• Working data
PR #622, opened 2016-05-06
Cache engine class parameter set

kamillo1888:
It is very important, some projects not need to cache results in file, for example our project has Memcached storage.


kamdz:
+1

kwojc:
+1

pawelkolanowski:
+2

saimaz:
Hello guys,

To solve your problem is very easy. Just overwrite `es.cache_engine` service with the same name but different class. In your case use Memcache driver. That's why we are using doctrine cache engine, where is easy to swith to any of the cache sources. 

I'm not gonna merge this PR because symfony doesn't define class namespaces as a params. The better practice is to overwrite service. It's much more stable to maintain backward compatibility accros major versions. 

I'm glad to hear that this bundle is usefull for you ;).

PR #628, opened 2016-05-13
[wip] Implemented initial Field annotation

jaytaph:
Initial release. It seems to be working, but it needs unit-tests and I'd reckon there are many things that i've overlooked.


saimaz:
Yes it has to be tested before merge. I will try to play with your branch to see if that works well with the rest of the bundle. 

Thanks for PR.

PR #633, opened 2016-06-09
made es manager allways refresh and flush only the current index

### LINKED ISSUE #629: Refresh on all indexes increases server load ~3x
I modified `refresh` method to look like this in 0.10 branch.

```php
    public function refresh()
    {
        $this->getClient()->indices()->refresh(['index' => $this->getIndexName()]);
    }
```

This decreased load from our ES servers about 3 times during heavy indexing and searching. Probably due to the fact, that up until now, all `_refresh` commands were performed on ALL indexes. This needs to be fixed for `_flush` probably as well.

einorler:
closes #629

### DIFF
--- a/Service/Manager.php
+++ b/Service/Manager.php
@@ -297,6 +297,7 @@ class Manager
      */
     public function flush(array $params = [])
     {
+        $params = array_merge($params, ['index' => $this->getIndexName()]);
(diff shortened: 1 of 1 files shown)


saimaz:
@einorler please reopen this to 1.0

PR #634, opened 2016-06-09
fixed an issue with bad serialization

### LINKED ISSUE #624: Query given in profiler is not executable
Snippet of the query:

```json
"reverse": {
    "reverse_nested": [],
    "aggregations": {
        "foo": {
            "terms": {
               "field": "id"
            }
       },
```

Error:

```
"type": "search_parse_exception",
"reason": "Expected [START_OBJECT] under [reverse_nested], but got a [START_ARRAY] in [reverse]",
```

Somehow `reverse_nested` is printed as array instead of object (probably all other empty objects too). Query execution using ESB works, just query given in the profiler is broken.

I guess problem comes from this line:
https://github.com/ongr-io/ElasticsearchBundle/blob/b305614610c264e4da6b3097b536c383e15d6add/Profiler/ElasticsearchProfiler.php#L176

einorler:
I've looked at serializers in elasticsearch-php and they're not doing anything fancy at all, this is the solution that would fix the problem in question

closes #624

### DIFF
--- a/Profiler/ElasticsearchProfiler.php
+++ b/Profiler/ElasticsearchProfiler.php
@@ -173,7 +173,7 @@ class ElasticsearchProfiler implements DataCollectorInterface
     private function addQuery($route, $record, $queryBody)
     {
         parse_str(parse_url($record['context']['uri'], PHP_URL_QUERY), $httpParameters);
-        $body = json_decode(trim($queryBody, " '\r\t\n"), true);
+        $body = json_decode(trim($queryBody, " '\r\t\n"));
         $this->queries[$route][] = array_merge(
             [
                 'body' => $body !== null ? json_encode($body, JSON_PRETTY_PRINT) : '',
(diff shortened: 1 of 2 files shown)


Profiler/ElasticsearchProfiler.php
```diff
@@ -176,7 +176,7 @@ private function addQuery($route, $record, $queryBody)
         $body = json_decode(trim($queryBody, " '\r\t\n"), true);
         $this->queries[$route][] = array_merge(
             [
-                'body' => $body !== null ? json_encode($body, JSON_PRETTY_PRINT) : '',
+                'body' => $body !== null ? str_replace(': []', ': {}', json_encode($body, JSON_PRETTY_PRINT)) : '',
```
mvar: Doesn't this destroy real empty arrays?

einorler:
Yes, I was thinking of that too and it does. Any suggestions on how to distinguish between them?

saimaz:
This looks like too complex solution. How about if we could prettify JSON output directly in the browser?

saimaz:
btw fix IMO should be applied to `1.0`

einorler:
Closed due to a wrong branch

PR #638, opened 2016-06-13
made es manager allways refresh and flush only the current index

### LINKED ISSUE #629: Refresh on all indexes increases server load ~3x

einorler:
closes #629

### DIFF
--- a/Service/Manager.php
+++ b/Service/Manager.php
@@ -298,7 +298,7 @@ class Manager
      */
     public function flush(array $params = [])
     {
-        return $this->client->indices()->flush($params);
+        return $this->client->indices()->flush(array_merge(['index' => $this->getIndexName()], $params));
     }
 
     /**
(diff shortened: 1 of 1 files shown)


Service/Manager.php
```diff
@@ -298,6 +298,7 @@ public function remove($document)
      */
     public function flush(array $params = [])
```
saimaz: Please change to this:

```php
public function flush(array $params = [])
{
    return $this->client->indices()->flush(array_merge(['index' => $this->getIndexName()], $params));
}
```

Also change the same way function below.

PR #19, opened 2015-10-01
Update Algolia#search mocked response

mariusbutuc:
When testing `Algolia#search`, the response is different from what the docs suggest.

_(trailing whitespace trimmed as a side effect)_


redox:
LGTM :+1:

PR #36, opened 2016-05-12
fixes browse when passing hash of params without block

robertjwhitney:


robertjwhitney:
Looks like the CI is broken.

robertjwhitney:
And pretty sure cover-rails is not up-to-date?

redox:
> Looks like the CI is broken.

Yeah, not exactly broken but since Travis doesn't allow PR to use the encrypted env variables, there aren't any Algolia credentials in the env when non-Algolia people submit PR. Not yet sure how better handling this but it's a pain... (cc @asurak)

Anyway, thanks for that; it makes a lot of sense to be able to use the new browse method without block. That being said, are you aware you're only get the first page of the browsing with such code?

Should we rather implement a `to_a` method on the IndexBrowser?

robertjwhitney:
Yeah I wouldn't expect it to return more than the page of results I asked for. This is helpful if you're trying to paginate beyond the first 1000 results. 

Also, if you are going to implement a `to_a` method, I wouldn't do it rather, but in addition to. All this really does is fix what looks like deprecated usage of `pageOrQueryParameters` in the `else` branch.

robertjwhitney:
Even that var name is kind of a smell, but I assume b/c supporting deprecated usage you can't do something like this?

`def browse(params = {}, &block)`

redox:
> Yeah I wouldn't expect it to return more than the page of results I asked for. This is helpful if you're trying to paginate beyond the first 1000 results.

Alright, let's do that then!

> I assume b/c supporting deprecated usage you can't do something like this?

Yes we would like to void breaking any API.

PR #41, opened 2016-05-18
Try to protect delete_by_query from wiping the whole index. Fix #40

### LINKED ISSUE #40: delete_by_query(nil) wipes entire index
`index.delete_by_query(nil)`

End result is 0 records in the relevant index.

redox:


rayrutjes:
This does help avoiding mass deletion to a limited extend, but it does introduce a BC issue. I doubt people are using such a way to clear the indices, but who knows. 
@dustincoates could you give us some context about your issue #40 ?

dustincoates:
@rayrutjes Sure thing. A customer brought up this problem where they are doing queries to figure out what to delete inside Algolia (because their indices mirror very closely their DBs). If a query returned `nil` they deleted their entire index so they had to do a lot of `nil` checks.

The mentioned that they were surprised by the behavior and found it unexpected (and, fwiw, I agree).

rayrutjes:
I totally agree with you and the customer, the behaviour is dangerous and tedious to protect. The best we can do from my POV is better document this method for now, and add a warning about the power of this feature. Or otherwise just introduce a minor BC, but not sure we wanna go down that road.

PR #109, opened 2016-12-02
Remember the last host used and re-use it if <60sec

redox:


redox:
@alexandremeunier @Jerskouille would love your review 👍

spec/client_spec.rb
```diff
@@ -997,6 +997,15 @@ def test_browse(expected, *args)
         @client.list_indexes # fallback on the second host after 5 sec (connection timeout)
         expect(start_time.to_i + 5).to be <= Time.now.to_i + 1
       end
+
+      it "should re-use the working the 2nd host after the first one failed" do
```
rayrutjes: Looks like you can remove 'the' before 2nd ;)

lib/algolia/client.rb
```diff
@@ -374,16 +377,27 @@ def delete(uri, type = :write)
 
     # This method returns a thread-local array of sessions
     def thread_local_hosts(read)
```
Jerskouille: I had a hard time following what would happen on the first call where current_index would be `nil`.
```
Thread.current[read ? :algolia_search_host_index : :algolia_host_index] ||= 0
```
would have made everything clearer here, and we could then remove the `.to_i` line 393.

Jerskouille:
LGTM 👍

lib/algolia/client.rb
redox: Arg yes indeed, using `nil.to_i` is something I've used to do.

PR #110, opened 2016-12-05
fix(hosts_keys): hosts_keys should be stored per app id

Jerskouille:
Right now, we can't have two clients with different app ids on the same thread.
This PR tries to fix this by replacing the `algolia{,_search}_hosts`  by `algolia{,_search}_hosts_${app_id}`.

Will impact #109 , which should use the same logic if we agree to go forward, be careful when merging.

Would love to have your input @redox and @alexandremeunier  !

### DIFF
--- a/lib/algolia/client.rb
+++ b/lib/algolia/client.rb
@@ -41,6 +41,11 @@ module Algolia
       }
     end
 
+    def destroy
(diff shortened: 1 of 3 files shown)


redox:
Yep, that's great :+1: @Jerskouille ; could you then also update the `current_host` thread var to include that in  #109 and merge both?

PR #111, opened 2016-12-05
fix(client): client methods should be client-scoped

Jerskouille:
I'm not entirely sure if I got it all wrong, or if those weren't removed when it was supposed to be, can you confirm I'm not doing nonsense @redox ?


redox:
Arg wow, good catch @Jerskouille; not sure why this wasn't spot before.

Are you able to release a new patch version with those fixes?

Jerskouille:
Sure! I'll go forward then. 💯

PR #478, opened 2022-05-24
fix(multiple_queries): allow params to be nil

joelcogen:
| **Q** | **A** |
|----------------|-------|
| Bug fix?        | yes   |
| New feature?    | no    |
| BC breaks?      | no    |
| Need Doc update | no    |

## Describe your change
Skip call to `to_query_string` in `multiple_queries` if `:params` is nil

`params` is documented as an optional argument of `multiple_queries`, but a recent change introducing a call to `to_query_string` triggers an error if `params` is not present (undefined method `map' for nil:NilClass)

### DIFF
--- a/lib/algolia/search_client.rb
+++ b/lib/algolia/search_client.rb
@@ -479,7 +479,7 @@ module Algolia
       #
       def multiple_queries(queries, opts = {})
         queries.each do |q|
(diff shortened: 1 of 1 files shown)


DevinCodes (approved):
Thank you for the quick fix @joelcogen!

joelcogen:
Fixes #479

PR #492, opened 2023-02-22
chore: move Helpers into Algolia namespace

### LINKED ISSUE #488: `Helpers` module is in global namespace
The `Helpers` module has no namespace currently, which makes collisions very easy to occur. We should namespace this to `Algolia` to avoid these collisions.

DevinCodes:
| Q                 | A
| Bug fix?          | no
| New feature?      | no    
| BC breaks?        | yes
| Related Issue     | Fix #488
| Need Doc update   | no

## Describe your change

• Your objective
Would you please return all lines from the listing above that contain "like"?

• Response to the exercise
I modified `refresh` method to look like this in 0.10 branch.
This looks like too complex solution. How about if we could prettify JSON output directly in the browser?
Looks like the CI is broken.
> Looks like the CI is broken.
Also, if you are going to implement a `to_a` method, I wouldn't do it rather, but in addition to. All this really does is fix what looks like deprecated usage of `pageOrQueryParameters` in the `else` branch.
Even that var name is kind of a smell, but I assume b/c supporting deprecated usage you can't do something like this?
> I assume b/c supporting deprecated usage you can't do something like this?
Yes we would like to void breaking any API.
rayrutjes: Looks like you can remove 'the' before 2nd ;)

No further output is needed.